Task to complete — Give every line from the entries that contains "cases".
=== Section Start ===
Issue #388, opened 2025-03-17
Can't scan `JSON` into `[]byte` in newer go-duckdb versions


k-anshul:
Hey 

Starting version `1.8.4` it is not possible to scan JSON into `[]byte`. The following code works in 1.8.3 but throws error in later versions : `panic: sql: Scan error on column index 0, name "json_serialize_sql('SELECT 1')": unsupported Scan, storing driver.Value type map[string]interface {} into type *[]uint8` 

IMO it is acceptable to scan JSON into []byte. Other drivers allow this.

```
db, err := sql.Open("duckdb", "")
if err != nil {
	panic(err)
}
defer db.Close()

var res []byte
err = db.QueryRowContext(context.Background(), "SELECT json_serialize_sql('SELECT 1')").Scan(&res)
if err != nil {
	panic(err)
}

fmt.Println(string(res))
```

ylhan:
Running into the same issue. Did you figure out solution?

taniabogatsch:
I'll try to have a look this week.

taniabogatsch:
Hi @k-anshul - I dove into this and dug up the PR changing this: https://github.com/marcboeker/go-duckdb/pull/325; I should've documented this change more explicitly! I apologize for that, especially given Go's policy on backward compatibility between versions. :/


IIRC, there was a confusing inconsistency between go-duckdb and duckdb's CLI - 

```sql
CREATE TABLE t1 (c1 STRUCT(index INTEGER));
INSERT INTO t1 VALUES({index: 1}), ({index: 2}), ({index: 2}), ({index: 3}), ({index: 3}), ({index: 3});
SELECT json_group_object(t2.status, t2.count) AS result
FROM (
   SELECT json_extract(t1.c1, '$.index') AS status, COUNT(*) AS count FROM t1 GROUP BY status) AS t2;
```
```
┌─────────────────────┐
│       result        │
│        json         │
├─────────────────────┤
│ {"1":1,"3":3,"2":2} │
└─────────────────────┘
```

But in go-duckdb, scanning this into `any` used to yield:
```
data = "{\"3\":3,\"2\":2,\"1\":1}"
```

I am unsure if it is possible to allow both - scanning into the expected JSON interface and `[]byte.` I just looked, and I don't think I can implement a way to scan back into the destination type without the `Scanner` interface and a custom wrapper type, but maybe I am missing something here.

[...]

PR #415, opened 2025-04-11
Handle JSON type in DatabaseTypeName and ScanType

taniabogatsch:
Fixes https://github.com/marcboeker/go-duckdb/issues/388.

cc @k-anshul

### DIFF
--- a/rows.go
+++ b/rows.go
@@ -92,8 +92,7 @@ func (r *rows) ColumnTypeScanType(index int) reflect.Type {
 	alias := mapping.LogicalTypeGetAlias(logicalType)
 	switch alias {
 	case aliasJSON:
-		var i any
-		return reflect.TypeOf(i)
+		return reflect.TypeOf((*any)(nil)).Elem()
 	}
 
 	t := Type(mapping.ColumnType(&r.res, mapping.IdxT(index)))
--- a/rows.go
+++ b/rows.go
@@ -92,10 +92,8 @@ func (r *rows) ColumnTypeScanType(index int) reflect.Type {
 	alias := mapping.LogicalTypeGetAlias(logicalType)
 	switch alias {
 	case aliasJSON:
-		{
-			var i any
-			return reflect.TypeOf(i)
-		}
+		var i any
+		return reflect.TypeOf(i)
 	}
 
 	t := Type(mapping.ColumnType(&r.res, mapping.IdxT(index)))
--- a/rows.go
+++ b/rows.go
@@ -86,6 +86,18 @@ func (r *rows) Next(dst []driver.Value) error {
 
 // ColumnTypeScanType implements driver.RowsColumnTypeScanType.
 func (r *rows) ColumnTypeScanType(index int) reflect.Type {
+	logicalType := mapping.ColumnLogicalType(&r.res, mapping.IdxT(index))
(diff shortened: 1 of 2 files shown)


rows.go
```diff
@@ -86,6 +86,16 @@ func (r *rows) Next(dst []driver.Value) error {
...
 // ColumnTypeScanType implements driver.RowsColumnTypeScanType.
 func (r *rows) ColumnTypeScanType(index int) reflect.Type {
+	logicalType := mapping.ColumnLogicalType(&r.res, mapping.IdxT(index))
+	defer mapping.DestroyLogicalType(&logicalType)
+
+	alias := mapping.LogicalTypeGetAlias(logicalType)
+	switch alias {
+	case aliasJSON:
+		var i any
+		return reflect.TypeOf(i)
```
k-anshul, line 96: This will always return `nil`. 
If you want to return type of `any` then it should be something like `return reflect.TypeOf((*any)(nil)).Elem()`

k-anshul: May be instead of returning `ScanType` as `any` we should let it return the exact type on the basis of actual `ColumnType` i.e. do no explicit handling for JSON.

taniabogatsch: > May be instead of returning ScanType as any we should let it return the exact type on the basis of actual ColumnType i.e. do no explicit handling for JSON.

In that case, we'll return `reflect.TypeOf("")`, as that's duckdb's internal type for `JSON` columns. We only know the exact type of the JSON object once we scan it... 🤔

k-anshul: `reflect.TypeOf("")` will return `string` always. From the docs ` It should return the value type that can be used to scan types into` so returning `string` will be problematic for all cases.

taniabogatsch: > returning string will be problematic for all cases

Agreed.

> It should return the value type that can be used to scan types into

We don't know how the JSON object looks like prior to scanning it (and it is possible to call `ScanType` before the actual scan). So I am unsure about the best way to solve this (without just saying `any`)... I am now wondering if we should revert the changes that added `json.Unmarshal`... but that would mean another breaking change.

taniabogatsch: Maybe for now we return `any`? And if we consider moving to a `v3`, then we can re-discuss changing/breaking this (again)... Unsure.

k-anshul: Yeah I think returning `any` is okay.

rows.go
```diff
@@ -86,6 +86,15 @@ func (r *rows) Next(dst []driver.Value) error {
 
 // ColumnTypeScanType implements driver.RowsColumnTypeScanType.
 func (r *rows) ColumnTypeScanType(index int) reflect.Type {
+	logicalType := mapping.ColumnLogicalType(&r.res, mapping.IdxT(index))
+	defer mapping.DestroyLogicalType(&logicalType)
+
+	alias := mapping.LogicalTypeGetAlias(logicalType)
+	switch alias {
+	case aliasJSON:
+		return reflect.TypeOf((*any)(nil)).Elem()
```
murfffi, line 95: nit: Since Go 1.22, one can use `reflect.TypeFor[any]()` in this case - https://cs.opensource.google/go/go/+/refs/tags/go1.24.2:src/reflect/type.go;l=2855

taniabogatsch: Oh! Cool, thanks for the hint!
=== Section End ===
Response area —
k-anshul: `reflect.TypeOf("")` will return `string` always. From the docs ` It should return the value type that can be used to scan types into` so returning `string` will be problematic for all cases.
taniabogatsch: > returning string will be problematic for all cases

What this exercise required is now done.